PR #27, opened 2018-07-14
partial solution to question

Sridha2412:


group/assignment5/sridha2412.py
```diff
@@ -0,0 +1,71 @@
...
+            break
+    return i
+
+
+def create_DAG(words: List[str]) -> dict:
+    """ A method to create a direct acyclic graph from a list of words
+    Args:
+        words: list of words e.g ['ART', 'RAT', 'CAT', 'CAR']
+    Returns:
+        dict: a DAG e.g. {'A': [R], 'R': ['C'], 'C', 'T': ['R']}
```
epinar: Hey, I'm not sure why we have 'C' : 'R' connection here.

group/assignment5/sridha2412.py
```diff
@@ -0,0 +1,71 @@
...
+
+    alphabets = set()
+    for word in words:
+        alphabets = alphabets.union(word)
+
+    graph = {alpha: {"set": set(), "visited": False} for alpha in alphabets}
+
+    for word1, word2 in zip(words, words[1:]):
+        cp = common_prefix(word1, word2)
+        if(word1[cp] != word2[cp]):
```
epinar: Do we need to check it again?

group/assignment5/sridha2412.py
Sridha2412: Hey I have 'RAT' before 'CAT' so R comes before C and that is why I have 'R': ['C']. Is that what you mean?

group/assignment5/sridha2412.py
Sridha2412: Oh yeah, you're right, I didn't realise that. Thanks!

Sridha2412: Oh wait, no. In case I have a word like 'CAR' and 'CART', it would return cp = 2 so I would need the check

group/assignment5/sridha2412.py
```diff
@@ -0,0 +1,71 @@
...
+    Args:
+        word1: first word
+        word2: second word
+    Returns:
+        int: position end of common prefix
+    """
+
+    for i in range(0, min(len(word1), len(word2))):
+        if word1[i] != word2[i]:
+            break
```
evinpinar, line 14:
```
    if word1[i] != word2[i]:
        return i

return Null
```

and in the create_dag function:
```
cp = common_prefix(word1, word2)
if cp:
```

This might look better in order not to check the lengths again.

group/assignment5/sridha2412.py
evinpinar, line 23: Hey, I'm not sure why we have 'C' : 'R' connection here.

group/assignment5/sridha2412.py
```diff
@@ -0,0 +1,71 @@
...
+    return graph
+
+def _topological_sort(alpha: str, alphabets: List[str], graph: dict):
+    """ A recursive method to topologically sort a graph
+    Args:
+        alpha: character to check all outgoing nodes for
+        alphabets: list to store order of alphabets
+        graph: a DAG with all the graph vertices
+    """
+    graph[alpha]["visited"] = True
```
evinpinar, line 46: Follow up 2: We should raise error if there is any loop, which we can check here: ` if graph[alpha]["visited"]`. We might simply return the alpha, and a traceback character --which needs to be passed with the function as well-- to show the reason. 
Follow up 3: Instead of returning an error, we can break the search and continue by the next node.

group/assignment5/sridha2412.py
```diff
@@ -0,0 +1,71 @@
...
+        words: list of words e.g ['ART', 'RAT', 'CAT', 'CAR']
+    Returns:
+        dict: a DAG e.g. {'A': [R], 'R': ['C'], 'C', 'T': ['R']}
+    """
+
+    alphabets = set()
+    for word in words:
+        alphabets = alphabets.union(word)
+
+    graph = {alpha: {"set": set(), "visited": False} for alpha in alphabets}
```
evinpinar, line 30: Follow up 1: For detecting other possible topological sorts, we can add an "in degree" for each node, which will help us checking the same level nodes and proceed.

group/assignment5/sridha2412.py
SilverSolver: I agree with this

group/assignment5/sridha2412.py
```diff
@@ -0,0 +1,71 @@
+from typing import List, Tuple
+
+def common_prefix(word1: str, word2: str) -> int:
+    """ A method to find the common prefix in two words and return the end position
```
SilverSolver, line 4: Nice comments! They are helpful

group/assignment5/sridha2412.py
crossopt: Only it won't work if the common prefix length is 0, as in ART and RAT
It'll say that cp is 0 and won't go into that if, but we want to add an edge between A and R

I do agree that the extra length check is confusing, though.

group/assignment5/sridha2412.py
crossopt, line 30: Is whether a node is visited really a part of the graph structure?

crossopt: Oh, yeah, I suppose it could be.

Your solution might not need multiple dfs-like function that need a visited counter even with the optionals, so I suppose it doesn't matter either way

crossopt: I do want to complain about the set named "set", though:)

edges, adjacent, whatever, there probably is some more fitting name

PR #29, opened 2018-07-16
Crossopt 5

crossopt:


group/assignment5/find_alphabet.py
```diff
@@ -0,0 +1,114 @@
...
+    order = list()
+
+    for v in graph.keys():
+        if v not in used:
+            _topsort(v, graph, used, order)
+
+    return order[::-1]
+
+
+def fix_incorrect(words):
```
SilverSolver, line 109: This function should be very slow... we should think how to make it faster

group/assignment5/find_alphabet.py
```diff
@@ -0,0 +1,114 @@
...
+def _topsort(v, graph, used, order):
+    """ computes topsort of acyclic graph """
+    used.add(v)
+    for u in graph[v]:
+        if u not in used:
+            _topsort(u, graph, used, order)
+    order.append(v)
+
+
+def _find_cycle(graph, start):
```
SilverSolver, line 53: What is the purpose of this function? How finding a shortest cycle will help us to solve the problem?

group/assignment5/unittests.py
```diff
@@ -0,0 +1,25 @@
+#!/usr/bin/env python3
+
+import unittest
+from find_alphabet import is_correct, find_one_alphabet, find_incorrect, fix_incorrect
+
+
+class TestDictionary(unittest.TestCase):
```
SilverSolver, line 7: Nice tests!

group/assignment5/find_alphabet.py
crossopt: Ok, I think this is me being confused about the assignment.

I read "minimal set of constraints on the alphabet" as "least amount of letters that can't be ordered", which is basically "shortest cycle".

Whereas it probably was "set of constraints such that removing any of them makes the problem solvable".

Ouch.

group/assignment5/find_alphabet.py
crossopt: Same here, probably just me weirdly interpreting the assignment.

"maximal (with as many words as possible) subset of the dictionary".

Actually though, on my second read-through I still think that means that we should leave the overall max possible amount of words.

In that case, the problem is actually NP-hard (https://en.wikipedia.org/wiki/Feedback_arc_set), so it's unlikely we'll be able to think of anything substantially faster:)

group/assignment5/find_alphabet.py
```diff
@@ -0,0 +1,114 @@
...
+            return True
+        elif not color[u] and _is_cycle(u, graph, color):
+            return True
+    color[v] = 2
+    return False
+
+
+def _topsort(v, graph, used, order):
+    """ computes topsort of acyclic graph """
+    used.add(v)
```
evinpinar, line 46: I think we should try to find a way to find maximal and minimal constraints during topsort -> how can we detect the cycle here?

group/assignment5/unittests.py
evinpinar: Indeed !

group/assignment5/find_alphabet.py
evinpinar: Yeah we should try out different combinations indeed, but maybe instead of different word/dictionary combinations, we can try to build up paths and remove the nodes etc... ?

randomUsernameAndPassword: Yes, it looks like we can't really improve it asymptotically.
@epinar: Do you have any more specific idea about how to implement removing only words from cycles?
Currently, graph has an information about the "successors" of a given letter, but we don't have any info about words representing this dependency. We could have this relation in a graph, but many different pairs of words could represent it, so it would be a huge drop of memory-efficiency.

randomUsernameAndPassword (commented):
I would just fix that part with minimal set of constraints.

----

◆ **WHAT TO WORK ON**
Taking the listing above, write all of it out exactly.

◆ **ANSWER TO THE EXERCISE**
PR #27, opened 2018-07-14
partial solution to question

Sridha2412:


group/assignment5/sridha2412.py
```diff
@@ -0,0 +1,71 @@
...
+            break
+    return i
+
+
+def create_DAG(words: List[str]) -> dict:
+    """ A method to create a direct acyclic graph from a list of words
+    Args:
+        words: list of words e.g ['ART', 'RAT', 'CAT', 'CAR']
+    Returns:
+        dict: a DAG e.g. {'A': [R], 'R': ['C'], 'C', 'T': ['R']}
```
epinar: Hey, I'm not sure why we have 'C' : 'R' connection here.

group/assignment5/sridha2412.py
```diff
@@ -0,0 +1,71 @@
...
+
+    alphabets = set()
+    for word in words:
+        alphabets = alphabets.union(word)
+
+    graph = {alpha: {"set": set(), "visited": False} for alpha in alphabets}
+
+    for word1, word2 in zip(words, words[1:]):
+        cp = common_prefix(word1, word2)
+        if(word1[cp] != word2[cp]):
```
epinar: Do we need to check it again?

group/assignment5/sridha2412.py
Sridha2412: Hey I have 'RAT' before 'CAT' so R comes before C and that is why I have 'R': ['C']. Is that what you mean?

group/assignment5/sridha2412.py
Sridha2412: Oh yeah, you're right, I didn't realise that. Thanks!

Sridha2412: Oh wait, no. In case I have a word like 'CAR' and 'CART', it would return cp = 2 so I would need the check

group/assignment5/sridha2412.py
```diff
@@ -0,0 +1,71 @@
...
+    Args:
+        word1: first word
+        word2: second word
+    Returns:
+        int: position end of common prefix
+    """
+
+    for i in range(0, min(len(word1), len(word2))):
+        if word1[i] != word2[i]:
+            break
```
evinpinar, line 14:
```
    if word1[i] != word2[i]:
        return i

return Null
```

and in the create_dag function:
```
cp = common_prefix(word1, word2)
if cp:
```

This might look better in order not to check the lengths again.

group/assignment5/sridha2412.py
evinpinar, line 23: Hey, I'm not sure why we have 'C' : 'R' connection here.

group/assignment5/sridha2412.py
```diff
@@ -0,0 +1,71 @@
...
+    return graph
+
+def _topological_sort(alpha: str, alphabets: List[str], graph: dict):
+    """ A recursive method to topologically sort a graph
+    Args:
+        alpha: character to check all outgoing nodes for
+        alphabets: list to store order of alphabets
+        graph: a DAG with all the graph vertices
+    """
+    graph[alpha]["visited"] = True
```
evinpinar, line 46: Follow up 2: We should raise error if there is any loop, which we can check here: ` if graph[alpha]["visited"]`. We might simply return the alpha, and a traceback character --which needs to be passed with the function as well-- to show the reason. 
Follow up 3: Instead of returning an error, we can break the search and continue by the next node.

group/assignment5/sridha2412.py
```diff
@@ -0,0 +1,71 @@
...
+        words: list of words e.g ['ART', 'RAT', 'CAT', 'CAR']
+    Returns:
+        dict: a DAG e.g. {'A': [R], 'R': ['C'], 'C', 'T': ['R']}
+    """
+
+    alphabets = set()
+    for word in words:
+        alphabets = alphabets.union(word)
+
+    graph = {alpha: {"set": set(), "visited": False} for alpha in alphabets}
```
evinpinar, line 30: Follow up 1: For detecting other possible topological sorts, we can add an "in degree" for each node, which will help us checking the same level nodes and proceed.

group/assignment5/sridha2412.py
SilverSolver: I agree with this

group/assignment5/sridha2412.py
```diff
@@ -0,0 +1,71 @@
+from typing import List, Tuple
+
+def common_prefix(word1: str, word2: str) -> int:
+    """ A method to find the common prefix in two words and return the end position
```
SilverSolver, line 4: Nice comments! They are helpful

group/assignment5/sridha2412.py
crossopt: Only it won't work if the common prefix length is 0, as in ART and RAT
It'll say that cp is 0 and won't go into that if, but we want to add an edge between A and R

I do agree that the extra length check is confusing, though.

group/assignment5/sridha2412.py
crossopt, line 30: Is whether a node is visited really a part of the graph structure?

crossopt: Oh, yeah, I suppose it could be.

Your solution might not need multiple dfs-like function that need a visited counter even with the optionals, so I suppose it doesn't matter either way

crossopt: I do want to complain about the set named "set", though:)

edges, adjacent, whatever, there probably is some more fitting name

PR #29, opened 2018-07-16
Crossopt 5

crossopt:


group/assignment5/find_alphabet.py
```diff
@@ -0,0 +1,114 @@
...
+    order = list()
+
+    for v in graph.keys():
+        if v not in used:
+            _topsort(v, graph, used, order)
+
+    return order[::-1]
+
+
+def fix_incorrect(words):
```
SilverSolver, line 109: This function should be very slow... we should think how to make it faster

group/assignment5/find_alphabet.py
```diff
@@ -0,0 +1,114 @@
...
+def _topsort(v, graph, used, order):
+    """ computes topsort of acyclic graph """
+    used.add(v)
+    for u in graph[v]:
+        if u not in used:
+            _topsort(u, graph, used, order)
+    order.append(v)
+
+
+def _find_cycle(graph, start):
```
SilverSolver, line 53: What is the purpose of this function? How finding a shortest cycle will help us to solve the problem?

group/assignment5/unittests.py
```diff
@@ -0,0 +1,25 @@
+#!/usr/bin/env python3
+
+import unittest
+from find_alphabet import is_correct, find_one_alphabet, find_incorrect, fix_incorrect
+
+
+class TestDictionary(unittest.TestCase):
```
SilverSolver, line 7: Nice tests!

group/assignment5/find_alphabet.py
crossopt: Ok, I think this is me being confused about the assignment.

I read "minimal set of constraints on the alphabet" as "least amount of letters that can't be ordered", which is basically "shortest cycle".

Whereas it probably was "set of constraints such that removing any of them makes the problem solvable".

Ouch.

group/assignment5/find_alphabet.py
crossopt: Same here, probably just me weirdly interpreting the assignment.

"maximal (with as many words as possible) subset of the dictionary".

Actually though, on my second read-through I still think that means that we should leave the overall max possible amount of words.

In that case, the problem is actually NP-hard (https://en.wikipedia.org/wiki/Feedback_arc_set), so it's unlikely we'll be able to think of anything substantially faster:)

group/assignment5/find_alphabet.py
```diff
@@ -0,0 +1,114 @@
...
+            return True
+        elif not color[u] and _is_cycle(u, graph, color):
+            return True
+    color[v] = 2
+    return False
+
+
+def _topsort(v, graph, used, order):
+    """ computes topsort of acyclic graph """
+    used.add(v)
```
evinpinar, line 46: I think we should try to find a way to find maximal and minimal constraints during topsort -> how can we detect the cycle here?

group/assignment5/unittests.py
evinpinar: Indeed !

group/assignment5/find_alphabet.py
evinpinar: Yeah we should try out different combinations indeed, but maybe instead of different word/dictionary combinations, we can try to build up paths and remove the nodes etc... ?

randomUsernameAndPassword: Yes, it looks like we can't really improve it asymptotically.
@epinar: Do you have any more specific idea about how to implement removing only words from cycles?
Currently, graph has an information about the "successors" of a given letter, but we don't have any info about words representing this dependency. We could have this relation in a graph, but many different pairs of words could represent it, so it would be a huge drop of memory-efficiency.

randomUsernameAndPassword (commented):
I would just fix that part with minimal set of constraints.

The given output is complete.